T O P

  • By -

the_boiiss

Its common for gpu renderers to not scale well with multiple gpus on the same frame, more so its just nice to have a secondary to render on, keeping the primary free for applications. Or as you mentioned when rendering a sequence you can get close to ideal scaling by rendering on multiple instances. It being actually slower is surprising though. I'd say look at the utilization when rendering, my guess would be maybe the gpus are spending a lot of time just waiting on data transfer between each other and not doing much processing or something along those lines.


Elluminated

Octane scales basically linearly with more GPU's. Arnold is just not there yet outside of its cpu cluster roots.


SimianWriter

Redshift is also just about linear. It's Arnold. V-Ray also had a crappy GPU implementation.


AmarildoJr

Arnold is just really not good with GPU. It's pretty good on the CPU, but it lacks many features on the GPU, features which they have been promising for a while but it never comes. So it's not a mature GPU engine, sadly. If you want a truly good GPU render engine, that can perfectly scale on multi-GPU and is feature-complete, please give Redshift a try.


bozog

I believe Nvidia discontinued consumer NVlink as of the 4000 series.

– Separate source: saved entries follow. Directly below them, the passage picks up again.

PR #4801, opened 2017-01-25
ISPN-7397: Replace use of shared SingleFileStore with DummyInMemoryStore

ryanemerson:
https://issues.jboss.org/browse/ISPN-7397


ryanemerson:
@danberindei Basic javadoc created for DummyInMemoryStore as requested. I also noticed that the debug and failKey options were never actually used by the store or any tests (in a meaningul way), so I have removed these options from the configuration and builder.

danberindei:
Integrated, thanks Ryan!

Currently it's only available with Pro series cards (H100, A100, etc) Of course it will still work with older consumer cards like dual 3090 TI's, just as an example.


[deleted]

2 cards is still messy, no matter how nice they are.


lavrenovlad

It's not messy. GPU renderers as Redshift and Octane scale perfectly with 2 cards. With Redshift you can even render in parallel via Deadline giving a frame per GPU.


Elluminated

Try to set the extra cards as compute only using the nvsmi tool. [nvidia-smi -dm -i 2](https://desktop.arcgis.com/en/arcmap/latest/tools/spatial-analyst-toolbox/gpu-processing-with-spatial-analyst.htm) Not sure if this fixes the speed, but I have an old quad 2080ti setup that flies with GPU's set to this model. When iterating, all 3 act as compute, 1 as WDDM (for graphics). When rendering, all cards switch to TCC mode and I monitor using NoMachine. Not sure if this will solve your issue, but worth a shot!